_What you need to do_: Would you please repeat exactly the lines from the one containing "PR #497, opened 2021-05-24" to the end of the records, both included, and leave out the rest?

_Records shown_:
PR #489, opened 2021-04-19
add to composer autoload

afragen:
This PR adds the `start.php` file to composer's autoload function if the SDK is installed via composer. This simplifies the initiation of the SDK by not requiring the use of the `require`.


afragen:
This will cause issues with Bedrock.

PR #497, opened 2021-05-24
[menu] [menu-url] Fixed an issue with the menu URL generation logic.

fajardoleo:


vovafeldman:
Related to [this ticket](https://secure.helpscout.net/conversation/1518645188/15195/#thread-4421452558), which no longer needs the fix.

I'm closing this one since it may trigger unexpected issues. We can reopen it in the future based on demand.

_Task answer_:
PR #497, opened 2021-05-24
[menu] [menu-url] Fixed an issue with the menu URL generation logic.

fajardoleo:


vovafeldman:
Related to [this ticket](https://secure.helpscout.net/conversation/1518645188/15195/#thread-4421452558), which no longer needs the fix.

I'm closing this one since it may trigger unexpected issues. We can reopen it in the future based on demand.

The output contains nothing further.